Dataset content ▸

PR #309, opened 2020-05-06
Dont run test_measure_snapshot_coverage by default

### LINKED ISSUE #308: master cannot pass "make presubmit"
Current master branch has one failed at "``make presubmit``".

Problem to solve ▸
Each line from the one that contains "Dont run test_measure_snapshot_coverage" to the end of the data should be set down exactly, both ends included.

Exercise result ▸
Dont run test_measure_snapshot_coverage by default

### LINKED ISSUE #308: master cannot pass "make presubmit"
Current master branch has one failed at "``make presubmit``".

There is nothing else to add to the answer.